SOURCE INFORMATION START

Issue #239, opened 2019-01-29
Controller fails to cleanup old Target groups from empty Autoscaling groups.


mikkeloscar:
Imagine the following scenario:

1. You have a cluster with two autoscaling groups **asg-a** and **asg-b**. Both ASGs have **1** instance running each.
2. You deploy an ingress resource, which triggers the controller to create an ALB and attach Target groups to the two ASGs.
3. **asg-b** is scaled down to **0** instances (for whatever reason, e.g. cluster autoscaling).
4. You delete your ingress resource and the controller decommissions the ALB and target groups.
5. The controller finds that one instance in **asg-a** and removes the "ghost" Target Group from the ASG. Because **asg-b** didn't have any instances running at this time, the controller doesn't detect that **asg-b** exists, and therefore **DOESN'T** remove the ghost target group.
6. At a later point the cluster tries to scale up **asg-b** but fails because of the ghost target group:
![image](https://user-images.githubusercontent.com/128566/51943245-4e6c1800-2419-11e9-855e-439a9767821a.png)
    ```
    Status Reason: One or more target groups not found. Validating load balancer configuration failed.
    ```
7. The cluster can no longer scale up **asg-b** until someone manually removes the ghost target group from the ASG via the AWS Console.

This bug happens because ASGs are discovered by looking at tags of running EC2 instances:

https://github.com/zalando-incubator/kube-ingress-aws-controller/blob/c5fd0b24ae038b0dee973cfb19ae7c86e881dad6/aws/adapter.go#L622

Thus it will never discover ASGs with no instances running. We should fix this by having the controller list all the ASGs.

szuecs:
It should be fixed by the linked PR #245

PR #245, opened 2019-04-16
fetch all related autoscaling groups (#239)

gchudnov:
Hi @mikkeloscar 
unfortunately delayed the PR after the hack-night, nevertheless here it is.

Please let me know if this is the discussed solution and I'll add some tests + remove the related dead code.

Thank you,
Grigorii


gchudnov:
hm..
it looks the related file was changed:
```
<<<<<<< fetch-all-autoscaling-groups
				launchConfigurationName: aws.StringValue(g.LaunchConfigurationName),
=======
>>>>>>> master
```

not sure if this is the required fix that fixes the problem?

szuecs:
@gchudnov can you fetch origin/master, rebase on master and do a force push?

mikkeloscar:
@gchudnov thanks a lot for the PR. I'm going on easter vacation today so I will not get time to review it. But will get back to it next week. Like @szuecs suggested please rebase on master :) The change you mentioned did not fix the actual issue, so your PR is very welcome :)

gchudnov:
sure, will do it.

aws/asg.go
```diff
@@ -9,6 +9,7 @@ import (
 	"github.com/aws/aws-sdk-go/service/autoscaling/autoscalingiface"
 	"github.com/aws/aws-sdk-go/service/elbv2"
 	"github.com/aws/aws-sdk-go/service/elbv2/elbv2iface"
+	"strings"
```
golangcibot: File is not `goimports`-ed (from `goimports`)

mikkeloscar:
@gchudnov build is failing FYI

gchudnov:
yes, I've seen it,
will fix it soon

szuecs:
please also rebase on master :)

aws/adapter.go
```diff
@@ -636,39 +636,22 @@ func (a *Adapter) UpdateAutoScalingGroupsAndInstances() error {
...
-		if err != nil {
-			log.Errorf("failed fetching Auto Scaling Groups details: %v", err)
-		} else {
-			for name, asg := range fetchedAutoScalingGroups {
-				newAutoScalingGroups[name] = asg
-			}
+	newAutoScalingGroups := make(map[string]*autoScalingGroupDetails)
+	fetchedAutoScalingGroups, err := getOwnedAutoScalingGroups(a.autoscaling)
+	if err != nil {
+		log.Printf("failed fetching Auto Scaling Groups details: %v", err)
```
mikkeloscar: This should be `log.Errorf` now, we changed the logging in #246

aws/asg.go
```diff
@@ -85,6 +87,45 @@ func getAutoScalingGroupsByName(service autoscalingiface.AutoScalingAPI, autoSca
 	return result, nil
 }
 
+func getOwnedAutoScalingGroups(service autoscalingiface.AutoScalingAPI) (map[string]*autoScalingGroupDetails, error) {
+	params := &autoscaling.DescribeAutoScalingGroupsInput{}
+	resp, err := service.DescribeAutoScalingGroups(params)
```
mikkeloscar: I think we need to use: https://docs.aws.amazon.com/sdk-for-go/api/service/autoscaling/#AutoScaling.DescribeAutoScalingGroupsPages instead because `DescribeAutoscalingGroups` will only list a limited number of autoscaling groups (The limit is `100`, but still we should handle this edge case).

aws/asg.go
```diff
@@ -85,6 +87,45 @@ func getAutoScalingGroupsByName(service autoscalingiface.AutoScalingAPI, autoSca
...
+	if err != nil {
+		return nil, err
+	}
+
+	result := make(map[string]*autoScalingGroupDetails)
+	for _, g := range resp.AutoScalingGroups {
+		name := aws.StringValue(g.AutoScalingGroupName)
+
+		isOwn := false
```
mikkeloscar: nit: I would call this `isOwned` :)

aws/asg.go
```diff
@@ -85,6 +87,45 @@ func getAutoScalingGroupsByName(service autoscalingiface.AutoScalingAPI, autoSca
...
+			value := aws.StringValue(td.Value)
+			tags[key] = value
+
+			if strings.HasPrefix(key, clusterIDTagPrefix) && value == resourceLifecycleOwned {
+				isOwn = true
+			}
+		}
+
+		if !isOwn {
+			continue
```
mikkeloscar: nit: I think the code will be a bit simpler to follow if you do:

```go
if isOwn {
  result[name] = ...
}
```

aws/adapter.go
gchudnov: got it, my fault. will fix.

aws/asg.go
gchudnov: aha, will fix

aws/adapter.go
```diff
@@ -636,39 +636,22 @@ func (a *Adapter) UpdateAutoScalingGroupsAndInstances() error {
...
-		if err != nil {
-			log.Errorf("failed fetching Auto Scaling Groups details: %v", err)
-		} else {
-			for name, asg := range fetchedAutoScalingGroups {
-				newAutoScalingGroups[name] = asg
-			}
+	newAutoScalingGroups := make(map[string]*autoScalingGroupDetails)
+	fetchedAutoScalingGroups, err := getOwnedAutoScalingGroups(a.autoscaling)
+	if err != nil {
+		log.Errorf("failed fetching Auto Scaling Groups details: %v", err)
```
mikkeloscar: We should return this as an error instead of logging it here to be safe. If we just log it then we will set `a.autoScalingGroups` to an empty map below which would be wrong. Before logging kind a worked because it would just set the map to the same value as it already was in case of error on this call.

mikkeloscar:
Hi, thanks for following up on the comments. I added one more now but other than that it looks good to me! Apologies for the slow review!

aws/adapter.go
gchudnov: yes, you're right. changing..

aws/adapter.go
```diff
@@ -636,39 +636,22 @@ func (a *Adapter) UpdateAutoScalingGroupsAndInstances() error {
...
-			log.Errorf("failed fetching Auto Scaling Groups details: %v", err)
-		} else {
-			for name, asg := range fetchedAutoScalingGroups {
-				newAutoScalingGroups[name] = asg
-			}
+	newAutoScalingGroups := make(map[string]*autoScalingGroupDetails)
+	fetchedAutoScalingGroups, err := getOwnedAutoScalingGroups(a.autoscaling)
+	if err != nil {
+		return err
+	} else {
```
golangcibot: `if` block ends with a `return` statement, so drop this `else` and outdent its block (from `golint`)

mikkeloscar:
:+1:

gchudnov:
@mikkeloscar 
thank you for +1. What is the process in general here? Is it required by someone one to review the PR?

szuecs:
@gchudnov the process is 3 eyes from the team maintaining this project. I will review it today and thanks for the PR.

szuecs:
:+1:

SOURCE INFORMATION END
SOURCE INFORMATION START

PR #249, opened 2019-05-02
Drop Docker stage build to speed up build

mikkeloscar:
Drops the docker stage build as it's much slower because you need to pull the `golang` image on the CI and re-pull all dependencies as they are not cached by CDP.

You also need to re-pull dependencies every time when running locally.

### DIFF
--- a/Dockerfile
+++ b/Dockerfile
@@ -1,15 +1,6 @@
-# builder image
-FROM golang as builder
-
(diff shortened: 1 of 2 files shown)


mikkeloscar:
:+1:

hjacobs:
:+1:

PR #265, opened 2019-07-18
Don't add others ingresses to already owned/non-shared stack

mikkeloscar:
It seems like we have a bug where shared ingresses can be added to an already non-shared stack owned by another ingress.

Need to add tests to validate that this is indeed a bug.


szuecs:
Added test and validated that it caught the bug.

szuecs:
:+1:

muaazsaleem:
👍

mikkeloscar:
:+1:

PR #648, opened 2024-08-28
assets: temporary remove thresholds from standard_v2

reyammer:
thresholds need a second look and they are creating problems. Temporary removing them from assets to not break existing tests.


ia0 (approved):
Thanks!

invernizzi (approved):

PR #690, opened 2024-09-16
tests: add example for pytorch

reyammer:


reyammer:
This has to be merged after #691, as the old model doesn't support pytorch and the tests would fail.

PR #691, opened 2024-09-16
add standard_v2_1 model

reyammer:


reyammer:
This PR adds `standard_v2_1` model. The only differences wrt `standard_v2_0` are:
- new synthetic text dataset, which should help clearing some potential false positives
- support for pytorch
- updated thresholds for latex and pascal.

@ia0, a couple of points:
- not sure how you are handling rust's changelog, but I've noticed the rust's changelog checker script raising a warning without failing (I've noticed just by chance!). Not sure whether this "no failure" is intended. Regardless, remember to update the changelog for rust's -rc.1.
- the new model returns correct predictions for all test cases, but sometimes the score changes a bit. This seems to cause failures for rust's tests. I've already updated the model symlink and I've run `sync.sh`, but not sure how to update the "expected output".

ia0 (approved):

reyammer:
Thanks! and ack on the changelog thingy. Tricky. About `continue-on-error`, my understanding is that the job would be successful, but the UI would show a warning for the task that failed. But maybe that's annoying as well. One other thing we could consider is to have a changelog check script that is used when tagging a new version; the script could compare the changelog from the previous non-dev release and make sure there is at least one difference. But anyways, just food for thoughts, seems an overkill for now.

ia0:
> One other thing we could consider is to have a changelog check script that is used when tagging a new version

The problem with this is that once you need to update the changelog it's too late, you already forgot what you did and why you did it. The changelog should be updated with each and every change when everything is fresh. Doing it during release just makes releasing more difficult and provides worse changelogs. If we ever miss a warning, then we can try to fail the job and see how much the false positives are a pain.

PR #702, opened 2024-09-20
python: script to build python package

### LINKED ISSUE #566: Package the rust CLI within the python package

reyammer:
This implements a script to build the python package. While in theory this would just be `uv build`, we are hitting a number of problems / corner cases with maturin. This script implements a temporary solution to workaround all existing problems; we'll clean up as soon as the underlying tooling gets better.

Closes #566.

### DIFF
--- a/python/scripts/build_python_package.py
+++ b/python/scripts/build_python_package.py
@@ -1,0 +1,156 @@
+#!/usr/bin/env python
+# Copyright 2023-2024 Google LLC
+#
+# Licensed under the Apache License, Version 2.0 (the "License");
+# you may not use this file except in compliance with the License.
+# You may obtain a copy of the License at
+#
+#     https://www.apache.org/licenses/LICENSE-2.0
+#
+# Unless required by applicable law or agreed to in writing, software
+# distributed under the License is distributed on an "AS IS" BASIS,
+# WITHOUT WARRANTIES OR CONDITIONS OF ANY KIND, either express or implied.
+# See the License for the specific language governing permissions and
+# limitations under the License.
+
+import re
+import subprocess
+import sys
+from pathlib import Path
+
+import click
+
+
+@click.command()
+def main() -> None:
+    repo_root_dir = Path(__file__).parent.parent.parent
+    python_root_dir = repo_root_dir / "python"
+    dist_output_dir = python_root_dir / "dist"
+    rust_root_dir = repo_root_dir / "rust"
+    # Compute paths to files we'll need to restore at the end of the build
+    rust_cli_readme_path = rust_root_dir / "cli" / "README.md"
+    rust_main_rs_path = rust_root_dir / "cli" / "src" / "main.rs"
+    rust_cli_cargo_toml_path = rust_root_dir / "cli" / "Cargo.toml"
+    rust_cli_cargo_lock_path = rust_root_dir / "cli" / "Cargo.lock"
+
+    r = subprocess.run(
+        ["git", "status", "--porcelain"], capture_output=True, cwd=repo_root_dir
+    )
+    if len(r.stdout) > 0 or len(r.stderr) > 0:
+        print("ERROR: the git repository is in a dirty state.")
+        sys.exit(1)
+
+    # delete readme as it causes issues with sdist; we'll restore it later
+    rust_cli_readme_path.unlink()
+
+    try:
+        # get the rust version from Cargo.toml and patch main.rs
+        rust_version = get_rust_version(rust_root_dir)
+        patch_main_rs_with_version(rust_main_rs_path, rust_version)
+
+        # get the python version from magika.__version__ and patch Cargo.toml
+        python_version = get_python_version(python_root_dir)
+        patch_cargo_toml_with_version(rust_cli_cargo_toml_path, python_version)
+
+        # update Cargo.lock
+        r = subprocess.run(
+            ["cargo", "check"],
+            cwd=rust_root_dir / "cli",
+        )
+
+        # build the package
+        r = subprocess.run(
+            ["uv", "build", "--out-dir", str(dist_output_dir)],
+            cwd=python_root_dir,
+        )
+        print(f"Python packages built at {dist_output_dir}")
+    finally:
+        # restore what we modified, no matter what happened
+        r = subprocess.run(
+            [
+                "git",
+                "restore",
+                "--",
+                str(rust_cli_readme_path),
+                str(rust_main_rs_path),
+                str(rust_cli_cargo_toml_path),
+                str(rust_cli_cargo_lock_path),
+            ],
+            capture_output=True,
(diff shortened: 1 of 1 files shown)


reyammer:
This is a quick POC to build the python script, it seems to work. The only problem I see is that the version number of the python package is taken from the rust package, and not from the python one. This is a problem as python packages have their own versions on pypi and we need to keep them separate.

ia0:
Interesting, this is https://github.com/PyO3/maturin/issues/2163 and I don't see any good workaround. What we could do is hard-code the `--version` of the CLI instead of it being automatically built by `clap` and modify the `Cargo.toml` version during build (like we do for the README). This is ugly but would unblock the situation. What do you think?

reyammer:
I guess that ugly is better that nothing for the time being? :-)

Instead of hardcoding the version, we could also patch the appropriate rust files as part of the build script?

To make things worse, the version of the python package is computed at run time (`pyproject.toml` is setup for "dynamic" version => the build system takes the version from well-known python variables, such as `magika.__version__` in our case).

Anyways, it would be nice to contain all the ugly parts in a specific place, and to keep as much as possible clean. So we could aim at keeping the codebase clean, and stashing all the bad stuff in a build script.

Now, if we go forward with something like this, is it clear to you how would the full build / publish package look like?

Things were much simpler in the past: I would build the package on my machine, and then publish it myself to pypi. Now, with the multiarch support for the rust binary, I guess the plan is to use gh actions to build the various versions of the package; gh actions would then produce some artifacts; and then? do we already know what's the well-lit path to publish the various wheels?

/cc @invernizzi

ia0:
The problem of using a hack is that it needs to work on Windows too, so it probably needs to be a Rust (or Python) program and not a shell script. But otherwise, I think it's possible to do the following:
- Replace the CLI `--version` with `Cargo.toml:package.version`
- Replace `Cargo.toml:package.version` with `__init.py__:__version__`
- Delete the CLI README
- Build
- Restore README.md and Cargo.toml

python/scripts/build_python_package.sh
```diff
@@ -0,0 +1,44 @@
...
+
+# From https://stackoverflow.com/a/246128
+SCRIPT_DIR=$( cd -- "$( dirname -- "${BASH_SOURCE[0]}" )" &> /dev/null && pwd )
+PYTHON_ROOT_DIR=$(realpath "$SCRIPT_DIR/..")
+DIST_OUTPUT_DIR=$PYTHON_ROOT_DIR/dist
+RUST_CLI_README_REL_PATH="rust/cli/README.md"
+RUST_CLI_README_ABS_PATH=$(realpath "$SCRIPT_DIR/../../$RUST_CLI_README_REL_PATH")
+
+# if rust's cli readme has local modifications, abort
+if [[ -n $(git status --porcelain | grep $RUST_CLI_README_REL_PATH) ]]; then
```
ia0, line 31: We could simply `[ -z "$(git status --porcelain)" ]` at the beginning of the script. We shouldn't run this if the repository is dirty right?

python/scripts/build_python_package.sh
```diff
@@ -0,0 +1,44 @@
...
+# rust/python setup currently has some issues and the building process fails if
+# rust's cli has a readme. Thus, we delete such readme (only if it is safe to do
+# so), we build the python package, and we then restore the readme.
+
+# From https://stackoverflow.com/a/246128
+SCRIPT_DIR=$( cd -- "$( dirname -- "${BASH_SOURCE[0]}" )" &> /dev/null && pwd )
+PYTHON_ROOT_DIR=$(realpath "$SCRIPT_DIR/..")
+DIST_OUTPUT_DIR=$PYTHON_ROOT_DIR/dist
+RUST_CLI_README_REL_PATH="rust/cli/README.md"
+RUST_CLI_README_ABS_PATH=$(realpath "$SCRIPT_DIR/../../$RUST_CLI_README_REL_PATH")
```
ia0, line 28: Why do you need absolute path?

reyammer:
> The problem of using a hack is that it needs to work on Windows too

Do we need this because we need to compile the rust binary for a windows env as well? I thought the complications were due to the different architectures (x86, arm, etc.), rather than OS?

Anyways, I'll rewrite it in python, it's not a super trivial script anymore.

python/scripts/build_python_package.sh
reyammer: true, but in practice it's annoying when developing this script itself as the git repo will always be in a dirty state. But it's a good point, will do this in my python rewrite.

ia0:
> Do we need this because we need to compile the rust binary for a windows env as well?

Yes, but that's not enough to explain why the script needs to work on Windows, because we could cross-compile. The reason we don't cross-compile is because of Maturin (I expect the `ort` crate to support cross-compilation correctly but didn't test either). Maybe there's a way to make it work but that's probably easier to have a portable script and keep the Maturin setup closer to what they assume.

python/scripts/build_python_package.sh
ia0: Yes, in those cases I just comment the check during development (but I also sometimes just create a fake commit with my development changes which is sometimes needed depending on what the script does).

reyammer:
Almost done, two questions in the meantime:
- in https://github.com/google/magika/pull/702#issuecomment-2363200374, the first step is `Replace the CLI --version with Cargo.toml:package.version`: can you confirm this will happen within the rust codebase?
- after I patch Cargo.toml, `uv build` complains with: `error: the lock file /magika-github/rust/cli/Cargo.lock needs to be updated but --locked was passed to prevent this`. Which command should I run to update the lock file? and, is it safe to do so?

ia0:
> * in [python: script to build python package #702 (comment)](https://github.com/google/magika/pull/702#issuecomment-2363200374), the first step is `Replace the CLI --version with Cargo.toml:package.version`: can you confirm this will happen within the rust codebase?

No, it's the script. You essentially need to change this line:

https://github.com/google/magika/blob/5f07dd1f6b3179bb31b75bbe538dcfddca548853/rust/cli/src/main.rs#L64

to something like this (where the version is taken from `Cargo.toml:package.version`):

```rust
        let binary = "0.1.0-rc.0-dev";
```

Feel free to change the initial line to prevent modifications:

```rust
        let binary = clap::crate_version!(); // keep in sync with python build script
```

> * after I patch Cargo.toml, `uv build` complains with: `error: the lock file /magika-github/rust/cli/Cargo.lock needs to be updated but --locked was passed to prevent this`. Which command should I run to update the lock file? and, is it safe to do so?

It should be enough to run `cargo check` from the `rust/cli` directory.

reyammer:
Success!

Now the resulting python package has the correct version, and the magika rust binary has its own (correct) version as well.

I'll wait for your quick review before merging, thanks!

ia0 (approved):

SOURCE INFORMATION END

• PROMPT
Copy, exactly and only, the lines above that begin with the one containing "The problem with" and finish with the one containing "end of the build".

• SOLUTION TO THE PROBLEM
The problem with this is that once you need to update the changelog it's too late, you already forgot what you did and why you did it. The changelog should be updated with each and every change when everything is fresh. Doing it during release just makes releasing more difficult and provides worse changelogs. If we ever miss a warning, then we can try to fail the job and see how much the false positives are a pain.

PR #702, opened 2024-09-20
python: script to build python package

### LINKED ISSUE #566: Package the rust CLI within the python package

reyammer:
This implements a script to build the python package. While in theory this would just be `uv build`, we are hitting a number of problems / corner cases with maturin. This script implements a temporary solution to workaround all existing problems; we'll clean up as soon as the underlying tooling gets better.

Closes #566.

### DIFF
--- a/python/scripts/build_python_package.py
+++ b/python/scripts/build_python_package.py
@@ -1,0 +1,156 @@
+#!/usr/bin/env python
+# Copyright 2023-2024 Google LLC
+#
+# Licensed under the Apache License, Version 2.0 (the "License");
+# you may not use this file except in compliance with the License.
+# You may obtain a copy of the License at
+#
+#     https://www.apache.org/licenses/LICENSE-2.0
+#
+# Unless required by applicable law or agreed to in writing, software
+# distributed under the License is distributed on an "AS IS" BASIS,
+# WITHOUT WARRANTIES OR CONDITIONS OF ANY KIND, either express or implied.
+# See the License for the specific language governing permissions and
+# limitations under the License.
+
+import re
+import subprocess
+import sys
+from pathlib import Path
+
+import click
+
+
+@click.command()
+def main() -> None:
+    repo_root_dir = Path(__file__).parent.parent.parent
+    python_root_dir = repo_root_dir / "python"
+    dist_output_dir = python_root_dir / "dist"
+    rust_root_dir = repo_root_dir / "rust"
+    # Compute paths to files we'll need to restore at the end of the build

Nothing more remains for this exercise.